REQUIREMENT:
Each line of the records below that contains "codebase" needs to be copied.

[Saved entries]
*** Block opens ***
PR #3565, opened 2018-08-23
MCP230xx - Initial commit for additional sensor commands

andrethomas:
MCP230xx - Initial commit for additional sensor command settings

sensor29 reset was reworked

Added
```
sensor29 intpri,x // x = 0 to 20 to set multitudes of 50ms callbacks to skip before interrupt is called
```

The following is added for setting only but does not yet have impact - will add code for logging info as the functionality of these inhibit/alter/disable other settings.

```
sensor29 intdef,pin,x // defferred interrupt for pin (only setting implemented - function will be pushed later
sensor29 intsec,pin,x // 0=disable(default), 1=enable - only setting code - function will be pushed later
sensor29 intmin,pin,x // 0=disable(default), 1=enable - only setting code - function will be pushed later
```

### DIFF
--- a/sonoff/xsns_29_mcp230xx.ino
+++ b/sonoff/xsns_29_mcp230xx.ino
@@ -57,6 +57,10 @@ uint8_t mcp230xx_address;
 uint8_t mcp230xx_addresses[] = { MCP230xx_ADDRESS1, MCP230xx_ADDRESS2, MCP230xx_ADDRESS3, MCP230xx_ADDRESS4, MCP230xx_ADDRESS5, MCP230xx_ADDRESS6, MCP230xx_ADDRESS7, MCP230xx_ADDRESS8 };
 uint8_t mcp230xx_pincount = 0;
 uint8_t mcp230xx_int_en = 0;
+uint8_t mcp230xx_int_prio_counter = 0;
+uint8_t mcp230xx_int_report_defer_counter[16] = {0,0,0,0,0,0,0,0,0,0,0,0,0,0,0,0};
+uint16_t mcp230xx_int_count_sec[16] = {0,0,0,0,0,0,0,0,0,0,0,0,0,0,0,0};
+uint16_t mcp230xx_int_count_min[16] = {0,0,0,0,0,0,0,0,0,0,0,0,0,0,0,0};
 
 unsigned long int_millis[16]; // To keep track of millis() since last interrupt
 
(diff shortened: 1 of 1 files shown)


andrethomas:
On second thought, I guess I should rework most of the mqtt responses to settings to just provide logging output.. will it use less flash ?

arendst:
It only uses less flash if the same text is configured with PROGMEM

ascillato:
Using the String() function a lot, uses a lot of memory and can result in an exception reboot. Try to reduce it as much as possible.

andrethomas:
@ascillato Yeah, thats what I am afraid of... let me close this then and rework using the existing subStr function which I think you originally wrote and then moved to the support.ino - so it's already there in the code, may as well use it. It may mean I need to rethink how the sensor29 command parameters work but in the interest of saving ram and possibly some flash it may be worth it?

andrethomas:
Closing PR to re-work MCP230xx_Command() to move away from String objects.

ascillato2:
The main problem with string() is that is not fixed the amount of memory that it uses. So, it allocate memory (in the subroutine you called) and until that subroutine is ended, that RAM is used. So, any other command or another string instance, can lead to an exception reset. You will not see that in the report of platformio after compilation because all this problem is done on the fly while it is being executed in the ESP8266.

So, at first you may think that using char arrays and subStr() was a lost of time, but now you have avoided A LOT of future issues.

Glad you change it.

andrethomas:
Yeah, it seems a lot cleaner and I took a slightly different approach to command parameter detection, like:
```
  if (!strcmp(sub_string,"RESET"))  sensor29_cmnd = MCP230xx_CMND_RESET;
  if (!strcmp(sub_string,"SET"))    sensor29_cmnd = MCP230xx_CMND_SET;
  if (!strcmp(sub_string,"INTPRI")) sensor29_cmnd = MCP230xx_CMND_INTPRI;
  if (!strcmp(sub_string,"INTDEF")) sensor29_cmnd = MCP230xx_CMND_INTDEF;
  if (!strcmp(sub_string,"INTSEC")) sensor29_cmnd = MCP230xx_CMND_INTSEC;
  if (!strcmp(sub_string,"INTMIN")) sensor29_cmnd = MCP230xx_CMND_INTMIN;
  if (!strcmp(sub_string,"POWER"))  sensor29_cmnd = MCP230xx_CMND_POWER;
```

Then I can switch() through to the command parameter and process from there.

Only downside is that some commands will change on output functionality.

`sensor29 pin,ON/OFF/T`
becomes
`sensor29 POWER,pin,ON/OFF/T`

But thats probably also for the better.

andrethomas:
Oh, and setting a pin config from
`sensor29 pin,pinmode,pullup,intmode`
to
`sensor29 set,pin,pinmode,pullup,intmode(optional)`

andrethomas:
@ascillato Maybe its because its late, but any idea why this kind of method segfaults?

```
const char MCP230XX_RESPONSE_SET[] PROGMEM = "{\"Sensor29_D%i\":{\"INT%s\":\"%s\"}}";

const char _txt_off[] PROGMEM = "OFF";
const char _txt_on[] PROGMEM = "ON";
const char _txt_toggle[] PROGMEM = "TOGGLE";

const char* const txtonoff[] PROGMEM = {
  _txt_off,
  _txt_on,
  _txt_toggle
};

snprintf_P(mqtt_data, sizeof(mqtt_data), MCP230XX_RESPONSE_SET,pin,"MIN",txtonoff[Settings.mcp230xx_config[pin].int_count_min]);
```

It works if I use something like this:

```
const char* OnOffTxt(uint8_t onoff) {
  switch (onoff) {
    case 0:
      return "OFF";
      break;
    case 1:
      return "ON";
      break;
    case 2:
      return "TOGGLE";
      break;
  }
}

```

ascillato:
I don't know why that doesn't work. I just use as Theo has done in the drivers.

arendst:
You cannot use progmem for parameter data like you try with textonoff.

Forget textonoff and use my routine for user defined on/off/toggle/hold messages. Look for examples in sonoff.ino regarding SetOption result message.

andrethomas:
Thx

andrethomas:
In settings.h we have the Settings structure, which on the current codebase = 3584 bytes in size (obviously the linker script is aligning the bytes to 4-byte words)

In current codebase we have:
```
Mcp230xxCfg   mcp230xx_config[16];       // 6F6
uint8_t       mcp230xx_int_prio;         // 716

byte free_717[183];                      // 717
```
Needing an additional uint16_t for the interrupt timer I need to add it as

```
Mcp230xxCfg   mcp230xx_config[16];       // 6F6
uint8_t       mcp230xx_int_prio;         // 716
uint16_t      mcp230xx_int_counter;      // 717
  
byte          free_720[180];             // 720
```
Note that free_ has decreased by 3 bytes - I have to do this otherwise the linker script causes Settings to increase to 3588 because the last 8 bits of the newly defined uint16_t flows into the next 4 bytes aligned word.

Is there specific way in which this is handled for people contributing or is it just a case of having to manually check it when changes are made so that the size does not change because as we know if the size changes the device will reset to default CFG on next boot after flashing the new firmware with a larger sized Settings structure?

arendst:
People have to have knowledge of compiler optimization and variable boundaries.

A uint8_t, byte or char (8 bits) can be placed anywhere.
*** Block closes ***
SOLUTION TO THIS EXERCISE:
In settings.h we have the Settings structure, which on the current codebase = 3584 bytes in size (obviously the linker script is aligning the bytes to 4-byte words)
In current codebase we have:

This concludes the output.